**Task goal**
Each line of the material beneath should be duplicated exactly.

Collected material: Begin

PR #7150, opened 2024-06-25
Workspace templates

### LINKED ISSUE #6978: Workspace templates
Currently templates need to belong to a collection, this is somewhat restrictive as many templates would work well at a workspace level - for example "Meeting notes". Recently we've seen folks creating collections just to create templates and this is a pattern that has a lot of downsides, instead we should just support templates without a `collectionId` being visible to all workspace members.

Collected material: End

**Response to the task**
PR #7150, opened 2024-06-25
Workspace templates

### LINKED ISSUE #6978: Workspace templates
Currently templates need to belong to a collection, this is somewhat restrictive as many templates would work well at a workspace level - for example "Meeting notes". Recently we've seen folks creating collections just to create templates and this is a pattern that has a lot of downsides, instead we should just support templates without a `collectionId` being visible to all workspace members.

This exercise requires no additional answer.